In a recent scientific comparison, the UAH team found that the UAH satellite dataset agreed exceptionally well with several long-term temperature datasets prepared by NOAA, the National Centers for Environmental Prediction, the Hadley Centre of the British Meteorology Office, and the European Centre for Medium-Range Forecasts.
The newest satellite dataset correction doesn't reconcile differences between climate trends in the lower layer of the atmosphere and those reported in some surface sensor networks, a major source of controversy since Christy and Spencer published the first satellite-based climate record in 1990.

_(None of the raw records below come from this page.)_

PR #114, opened 2020-06-17
client/server: censor the user's password when logging (fixes #111)

### LINKED ISSUE #111: Log output prints password in plain text
I noticed in the log output that aioftp will happily print passwords in the clear, e.g.,

```
INFO:aioftp.client:PASS secret
```

This is very insecure and should be fixed ASAP.

ndhansen:
## What do these changes do?

Currently the user's password is printed in plaintext in the logs. This PR replaces the user's password in log files with stars.

The way this is done was borrowed from https://github.com/python/cpython/blob/master/Lib/ftplib.py#L186

Yes, they will no longer be able to see the password with which they are connecting in the log files

## Related issue number

#111 

## Checklist

### DIFF
--- a/aioftp/client.py
+++ b/aioftp/client.py
@@ -232,7 +232,11 @@ class BaseClient:
         expected_codes = wrap_with_container(expected_codes)
         wait_codes = wrap_with_container(wait_codes)
         if command:
-            logger.info(command)
+            if command.startswith('PASS'):
+                # Censor the user's password
+                logger.info('PASS ' + '*' * len(command[5:]))
+            else:
+                logger.info(command)
             message = command + END_OF_LINE
             await self.stream.write(message.encode(encoding=self.encoding))
         if expected_codes or wait_codes:
--- a/aioftp/client.py
+++ b/aioftp/client.py
@@ -243,7 +243,7 @@ class BaseClient:
             if censor_after:
                 # Censor the user's command
                 logger.info(
-                    command[:censor_after] + '*' * len(command[censor_after:])
+                    command[:censor_after] + "*" * len(command[censor_after:])
                 )
             else:
                 logger.info(command)
--- a/aioftp/client.py
+++ b/aioftp/client.py
@@ -242,9 +242,9 @@ class BaseClient:
         if command:
             if censor_after:
                 # Censor the user's command
-                commands_s = command[:censor_after]
+                raw = command[:censor_after]
                 stars = "*" * len(command[censor_after:])
-                logger.info("%s %s", commands_s, stars)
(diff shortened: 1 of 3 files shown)


pohmelie:
Ok, I think this should be done more gentle. `command` method should receive argument, which describes masking. For example, `self.command("PASV password", ..., shadow_since=5)`.

Also, there is a server part: `parse_command`, which logs all incoming data. In this case there should be a constant list of commands to shadow after parsing.

ndhansen:
Just to make sure I'm understanding you correct, what would `shadow_since` refer to? The index after which to censor the password?

pohmelie:
> The index after which to censor the password?

Yes.

ndhansen:
Perfect, I've added that.

aioftp/server.py
```diff
@@ -481,23 +481,31 @@ async def write_response(self, stream, code, lines="", list=False):
...
         :return: (code, rest)
         :rtype: (:py:class:`str`, :py:class:`str`)
         """
         line = await stream.readline()
         if not line:
             raise ConnectionResetError
         s = line.decode(encoding=self.encoding).rstrip()
-        logger.info(s)
+
+        if s[:4].lower() in censor_commands:
```
pohmelie, line 504: Command directly resolved on 501 line of old version. I think it is better to move this logic with logging below.

aioftp/client.py
```diff
@@ -228,11 +232,21 @@ async def command(self, command=None, expected_codes=(), wait_codes=()):
...
         """
         expected_codes = wrap_with_container(expected_codes)
         wait_codes = wrap_with_container(wait_codes)
         if command:
-            logger.info(command)
+            if censor_after:
+                # Censor the user's command
+                logger.info(
+                    command[:censor_after] + "*" * len(command[censor_after:])
+                )
```
pohmelie, line 247: I think it is better to create "censor"/"non-censor" strings and then concat them without going out of 80 chars.
``` python
command_s = command[:censor_after]
stars = "*" * len(...)
logger.info("%s%s", command_s, stars)
```
or something like this. I'm not a fanat of 80-chars per line right now, but this project historicaly keep this standard.

aioftp/server.py
ndhansen: All right, I've moved it below the splitting thing, and made it more in line with the suggestion for `client.py`.

aioftp/client.py
ndhansen: Yeah, the old line at 78 characters was a bit long :sweat_smile:

I've changed it to reflect your suggestion.

PR #115, opened 2020-06-18
client: allow pass-through of passive commands for directory listing

ndhansen:
## What do these changes do?

When using this library in the wild, I came across an ftp server that times out when attempting to start an `epsv` connection. Because it doesn't return an error code, the client never attempts to switch to regular `pasv`.

This PR allows you to specify the commands with which it will attempt to establish a passive connection to the server in the `list` method itself, and they are then passed down to the `get_passive_connection` method.

Everything is backwards compatible, but it allows the future user to specify which commands to use to establish a passive connection.

## Checklist

### DIFF
--- a/aioftp/client.py
+++ b/aioftp/client.py
@@ -736,7 +736,9 @@ class Client(BaseClient):
                     try:
                         command = ("MLSD " + str(cls.path)).strip()
                         return await self.get_stream(
-                            command, "1xx", passive_commands=passive_commands
+                            command,
+                            "1xx",
+                            passive_commands=passive_commands
                         )
                     except errors.StatusCodeError as e:
                         code = e.received_codes[-1]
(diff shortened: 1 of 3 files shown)


aioftp/client.py
```diff
@@ -725,15 +735,19 @@ async def _new_stream(cls, local_path):
                 if raw_command in [None, "MLSD"]:
                     try:
                         command = ("MLSD " + str(cls.path)).strip()
-                        return await self.get_stream(command, "1xx")
+                        return await self.get_stream(
+                            command, "1xx", passive_commands=passive_commands
+                        )
```
pohmelie, line 740: For this project it is better to use this style for making "too long calls":
``` python
return await self.get_stream(
    command, 
    "1xx", 
    passive_commands=passive_commands,
)
```

ndhansen: :+1: Fixed it.

pohmelie:
Okay, I think about it and this should be remade, since passive connections created not only for file listing, but for file transfers. This should be moved to `__init__` of `BaseClient` and spread on all passive connections. Maybe create separate PR.

ndhansen:
Closing this in favour of #116

PR #1092, opened 2020-10-23
ScipyMinimize: Set status to finished at the end of run_static()

jan-janssen:


samwaseda:
Since it also parses convergence check, we can also think about distinguishing between `finished` and `not_converged`.

samwaseda (approved):
Yes, this looks great to me. Actually we should generally make use of `not_converged` more, because it's a crucial piece of information in many DFT calculations (which are often underrated in pyiron since many developers use LAMMPS more...)

PR #1095, opened 2020-10-23
SciPyMinimizer: Keep default values from self.input

jan-janssen:


samwaseda (commented):
Here, I have to involve @liamhuber as well, because we had a similar discussion before.

So the usage of `calc_minimize` is anyway optional in the case of `ScipyMinimizer` (it anyway doesn't do anything else). In this sense, we can consider `calc_minimize` as a setter function. The question is, do we provide default values in setter functions? If we do, we might have the danger that someone encounters the same problem as you did. If not, then we can ask why do we need a setter function in the first place? I'm fine with both, but currently in many places the two cases coexist, and I just want you to think about it before we merge this one and leave this question unanswered.

PR #1098, opened 2020-10-26
Fix plot3d

jan-janssen:
The `copy()` part was missing.


samwaseda (approved):
I didn't anticipate this one. Good job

"The interesting thing is that so much of this warming correction is focused on the tropics, where the long-term warming trend changes by half of a degree Celsius per century," said Christy. "That is a significant amount of additional energy we now see in the tropical atmosphere, but it isn't enough to bring the tropical warming up to what we see on the surface.
"Despite the added warming the 'new' tropical troposphere warming trend is only half of the warming that is seen at the surface in the tropics," he said. "As a general rule, the climate models predict that the tropical troposphere should be warming 1.3 times faster than whatever the surface is doing. And it is only in the tropics that the surface and the troposphere don't seem to follow what the models forecast."